Supplied information START
Issue #3530, opened 2025-01-25
Bug: Kinesis envelopes assume data is always a JSON


dreamorosi:
### Expected Behavior

When working with Kinesis-related envelopes I should be able to extract the data regardless of whether it's a plain text string or a JSON-stringified one. This should work on top of the decoding already happening.

### Current Behavior

Currently both envelopes treat the body as a JSON string and try to parse it.

### Code snippet

N/A

### Steps to Reproduce

N/A

### Powertools for AWS Lambda (TypeScript) version

latest

### AWS Lambda function runtime

22.x

### Packaging format used

npm

### Execution logs

```Shell

```

PR #3531, opened 2025-01-25
fix(parser): allow Kinesis envelopes to handle non-JSON strings

dreamorosi:
### Changes

This PR updates the implementation of both the Kinesis Data Stream and Kinesis Firehose envelopes so that they don't make assumptions about the contents of the data and instead let the customer apply transforms via the schema provided.

The PR also exports the `DynamoDBStreamToKinesisChangeRecord` so that customers can extend the schema for events coming from Kinesis Data Streams that contain DynamoDB Stream events.

**Issue number:** #3530

---


am29d (approved):
Thanks for the PR, another bug closed!

PR #3534, opened 2025-01-27
fix(parser): allow VPC envelopes to handle non-JSON strings

### LINKED ISSUE #3533: Bug: VPC Lattice envelopes assume data is always a JSON
### Expected Behavior

When working with VPC Lattice-related envelopes I should be able to extract the data regardless of whether it's a plain text string or a JSON-stringified one. This should work on top of the decoding already happening.

### Current Behavior

Currently both envelopes treat the body as a JSON string and try to parse it, which means if the body is either a plain text or base64-encoded string the parsing will fail.

### Code snippet

N/A

### Steps to Reproduce

N/A

### Possible Solution

_No response_

latest

22.x

### Packaging format used

npm

### Execution logs

```Shell

```

dreamorosi:
### Changes

This PR updates the implementation of both the VPC Lattice v1 & v2 envelopes so that they don't try transform the body of the request as JSON without the customer explicitly passing a schema that does so.

This allows customers to handle plain text or base64-encoded as well.

In this PR I also removed the `@anatine/zod-mock` dependency, moved the `packages/parser/tests/schemas/util.js` file to its own folder at `packages/parser/tests/helpers/util.js`, and removed the `Envelope` implementation since this was the last set of built-in envelopes using it. These three changes account for 90% of the diff.

Also with this PR we should be done with the major refactoring of the Parser envelopes. There are still a few things we should address like improving the docstrings of some envelopes/schemas, improving the docs of the utility, and creating sub-path exports for each set of envelopes like we did for the built-in schemas - but we'll do this in the next releases.

**Issue number:** fixes #3533

---


packages/parser/src/envelopes/envelope.ts
```diff
@@ -1,82 +1,7 @@
...
-      };
-    }
-  },
-};
-
 /**
  * This is a discriminator to differentiate whether an envelope returns an array or an object
  * @hidden
  */
 const envelopeDiscriminator = Symbol.for('returnType');
```
am29d, line 5: where do put this thing now? utils?

am29d (approved):
Well done, thanks a lot for the moving the bug bash forward so quickly!

PR #3549, opened 2025-02-03
chore: update `actions/cached-node-modules` GitHub Action

### LINKED ISSUE #3548: Maintenance: update `actions/cached-node-modules` GitHub Action
### Summary

GitHub is updating the architecture behind the GitHub Actions cache, in doing so they are also deprecating some versions of the `actions/cache` GitHub Action. One of our custom actions (`aws-powertools/actions/.github/actions/cached-node-modules`) uses a deprecated version which will stop working in the coming weeks.

I have already updated the action in the `aws-powertools/actions` repo, we now need to update the workflows on this side to use the new version.

### Why is this needed?

So that continue using the GitHub Action.

Automation

### Solution

_No response_

### Acknowledgment

### Future readers

dreamorosi:
### Changes

This PR updates the hash for the `actions/cached-node-modules` GitHub Actions to use the latest version. This will allow us to continue using the composite action, which now uses a more recent version of `actions/cached`.

**Issue number:** closes #3548

---

### DIFF
--- a/.github/workflows/make-release.yml
+++ b/.github/workflows/make-release.yml
@@ -57,7 +57,7 @@ jobs:
         run: |
           npm set "//registry.npmjs.org/:_authToken=${{ secrets.NPM_TOKEN }}"
       - name: Setup dependencies
-        uses: aws-powertools/actions/.github/actions/cached-node-modules@d406bac5563f1d8c793519a3eedfe620f6a14872
+        uses: aws-powertools/actions/.github/actions/cached-node-modules@29979bc5339bf54f76a11ac36ff67701986bb0f0
       - name: Publish to npm
         run: |
           NPM_CONFIG_PROVENANCE=true npx lerna publish from-package --git-head ${{ github.sha }} --yes 
--- a/.github/workflows/make-version.yml
+++ b/.github/workflows/make-version.yml
@@ -28,7 +28,7 @@ jobs:
           node-version: "22"
           cache: "npm"
       - name: Setup dependencies
-        uses: aws-powertools/actions/.github/actions/cached-node-modules@d406bac5563f1d8c793519a3eedfe620f6a14872
+        uses: aws-powertools/actions/.github/actions/cached-node-modules@29979bc5339bf54f76a11ac36ff67701986bb0f0
       - name: Version
         id: bump-version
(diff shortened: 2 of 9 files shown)


am29d (approved):

dreamorosi:
@leandrodamascena - why the `do-not-merge` label?

leandrodamascena:
Before merging, I have a question that I don't know the answer to and I probably need to adopt this in Python as well.

I see that you are adding an action from `aws-powertools/actions` with sha hash, so does this mean that if you update this action in the source repository, dependabot will be able to bump this version here OR this sha if it is from the `main` branch?

dreamorosi:
> Before merging, I have a question that I don't know the answer to and I probably need to adopt this in Python as well.
> 
> I see that you are adding an action from `aws-powertools/actions` with sha hash, so does this mean that if you update this action in the source repository, dependabot will be able to bump this version here OR this sha if it is from the `main` branch?

It's a hash from the `main` branch, making changes to the repo does not change the source of this action, Dependabot won't pick it up even if we make changes because it requires a release hash, which we don't do.

I've changed this action 6mo ago the last time, and I don't expect to change it for a long time.

dreamorosi:
Integration tests on this branch were [passing](https://github.com/aws-powertools/powertools-lambda-typescript/actions/runs/13109918465).

leandrodamascena:
> > Before merging, I have a question that I don't know the answer to and I probably need to adopt this in Python as well.
> 
> > 
> 
> > I see that you are adding an action from `aws-powertools/actions` with sha hash, so does this mean that if you update this action in the source repository, dependabot will be able to bump this version here OR this sha if it is from the `main` branch?
> 
> 
> 
> It's a hash from the `main` branch, making changes to the repo does not change the source of this action, Dependabot won't pick it up even if we make changes because it requires a release hash, which we don't do.
> 
> 

Thanks for the explanation.

dreamorosi:
If we add more actions to that repo, which was the point of having it in the first place, we should probably set up actual releases and leverage Dependabot.

The thing I'm unsure about is how to release multiple packages from the same repo, but we can look into it if needed.

leandrodamascena:
> 
> The thing I'm unsure about is how to release multiple packages from the same repo, but we can look into it if needed.

I'm not sure I understand the question. But if you're talking about releasing multiple actions, I think if we just create a tag and GH release it, dependabot will work.

PR #3564, opened 2025-02-06
improv(parser): allow extending base provider with no AWS SDK client

### LINKED ISSUE #2400: Feature request: allow `BaseProvider` in Parameters to not have a client
### Use case

When creating a custom Parameters provider I should be able to seamless set my own backend, regardless of whether this might be AWS, a 3rd party, or anything else.

Currently the `BaseProvider` expects a [constructor parameter](https://github.com/aws-powertools/powertools-lambda-typescript/blob/2a69d41157a3c51055f1e2a30a95650c4500d5d1/packages/parameters/src/base/BaseProvider.ts#L51) called `proto` (as-in prototype, bad name) that you're supposed to pass and that will be used whenever you are not passing an AWS SDK client.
Supplied information END
## Goal of the exercise
Among the lines above, please find those with "regardless" and copy them.

## Reply to the task
When working with Kinesis-related envelopes I should be able to extract the data regardless of whether it's a plain text string or a JSON-stringified one. This should work on top of the decoding already happening.
When working with VPC Lattice-related envelopes I should be able to extract the data regardless of whether it's a plain text string or a JSON-stringified one. This should work on top of the decoding already happening.
When creating a custom Parameters provider I should be able to seamless set my own backend, regardless of whether this might be AWS, a 3rd party, or anything else.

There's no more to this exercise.